# TASK STATEMENT
What is the number of lines in the data below that hold the word "README"? Give nothing beyond that number.

DATA FOR ANALYSIS Start Marker

PR #243, opened 2021-03-26
get persistent 2.12 going

parsonsmatt:

After submitting your PR:


src/Database/Esqueleto/Internal/PersistentImport.hs
```diff
@@ -127,7 +125,6 @@ module Database.Esqueleto.Internal.PersistentImport
     FieldType(..),
     ForeignDef(..),
     ForeignFieldDef,
-    HaskellName(..),
```
parsonsmatt, line 130: Well, this is kind of a breaking change. But since this is only a re-export module... and it's only going to work with persistent-2.12... I'm going to make it a minor bump.

PR #244, opened 2021-03-26
Allow attoparsec 0.14

felixonmars:
Tested to build fine here.


parsonsmatt:
will make hackage revisions, thanks!

PR #252, opened 2021-05-13
Update status badge with GH actions and delete some whitespaces from README

ibarrae:
I don't think any of the checkboxes does apply since it's only the README :smile: but if not, let me know to update them properly


parsonsmatt (approved):
awesome, thanks so much! 😄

DATA FOR ANALYSIS End Marker

# THE ANSWER
2